• EXCERPTED DATA

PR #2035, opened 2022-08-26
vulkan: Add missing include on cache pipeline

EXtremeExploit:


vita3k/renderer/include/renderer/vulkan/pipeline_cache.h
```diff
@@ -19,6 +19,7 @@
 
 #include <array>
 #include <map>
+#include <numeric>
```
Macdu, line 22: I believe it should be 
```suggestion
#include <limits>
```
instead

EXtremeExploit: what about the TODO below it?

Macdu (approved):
==
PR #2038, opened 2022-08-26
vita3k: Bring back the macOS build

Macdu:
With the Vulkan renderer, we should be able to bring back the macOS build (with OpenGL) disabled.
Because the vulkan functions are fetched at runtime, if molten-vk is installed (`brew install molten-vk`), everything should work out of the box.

• EXERCISE DETAILS
Go over the listing above and copy out each line that includes "EXtremeExploit".

• WORKED SOLUTION
EXtremeExploit:
EXtremeExploit: what about the TODO below it?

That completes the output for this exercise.